------ Supplied records

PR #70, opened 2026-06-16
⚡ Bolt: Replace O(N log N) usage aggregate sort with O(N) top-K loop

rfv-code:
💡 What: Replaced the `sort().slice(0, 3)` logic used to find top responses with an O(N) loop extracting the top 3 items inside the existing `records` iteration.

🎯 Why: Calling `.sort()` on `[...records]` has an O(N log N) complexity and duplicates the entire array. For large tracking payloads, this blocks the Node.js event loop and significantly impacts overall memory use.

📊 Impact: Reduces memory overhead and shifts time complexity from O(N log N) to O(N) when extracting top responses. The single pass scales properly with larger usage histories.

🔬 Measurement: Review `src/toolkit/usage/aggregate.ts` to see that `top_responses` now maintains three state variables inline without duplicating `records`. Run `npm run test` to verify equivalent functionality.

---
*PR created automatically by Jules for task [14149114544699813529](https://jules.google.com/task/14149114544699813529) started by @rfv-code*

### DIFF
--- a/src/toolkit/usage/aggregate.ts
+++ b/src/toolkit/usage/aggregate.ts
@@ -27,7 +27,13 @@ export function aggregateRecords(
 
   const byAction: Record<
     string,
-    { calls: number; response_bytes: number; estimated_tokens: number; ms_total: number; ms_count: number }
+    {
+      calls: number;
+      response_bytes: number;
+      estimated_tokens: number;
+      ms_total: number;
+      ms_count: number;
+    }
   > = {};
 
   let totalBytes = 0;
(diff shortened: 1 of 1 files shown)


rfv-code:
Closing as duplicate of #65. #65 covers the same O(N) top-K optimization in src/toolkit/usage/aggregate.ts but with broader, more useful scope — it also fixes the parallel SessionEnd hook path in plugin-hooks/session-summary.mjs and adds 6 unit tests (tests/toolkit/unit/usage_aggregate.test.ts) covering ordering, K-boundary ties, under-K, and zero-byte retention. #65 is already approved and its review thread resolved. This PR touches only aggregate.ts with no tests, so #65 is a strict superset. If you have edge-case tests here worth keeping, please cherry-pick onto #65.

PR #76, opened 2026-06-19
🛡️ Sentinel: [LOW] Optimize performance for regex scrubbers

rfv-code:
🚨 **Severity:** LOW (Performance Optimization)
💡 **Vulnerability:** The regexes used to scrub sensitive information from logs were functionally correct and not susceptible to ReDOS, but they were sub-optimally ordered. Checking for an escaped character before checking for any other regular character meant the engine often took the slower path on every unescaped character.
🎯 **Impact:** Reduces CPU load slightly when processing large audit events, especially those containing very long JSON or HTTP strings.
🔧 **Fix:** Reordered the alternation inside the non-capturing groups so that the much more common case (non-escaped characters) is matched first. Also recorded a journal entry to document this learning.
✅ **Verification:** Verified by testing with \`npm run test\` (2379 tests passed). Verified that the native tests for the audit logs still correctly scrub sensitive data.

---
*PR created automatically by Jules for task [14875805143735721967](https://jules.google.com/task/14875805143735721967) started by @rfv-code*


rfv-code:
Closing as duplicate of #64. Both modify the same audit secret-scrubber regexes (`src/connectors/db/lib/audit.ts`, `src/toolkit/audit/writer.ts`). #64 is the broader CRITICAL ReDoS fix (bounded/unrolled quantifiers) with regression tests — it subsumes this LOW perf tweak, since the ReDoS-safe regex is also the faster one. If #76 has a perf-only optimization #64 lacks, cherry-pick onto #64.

------------

* [Assignment]: Determine the number of lines in the entries that hold "started". Reply with that number only.

* [Reply to the task]: 2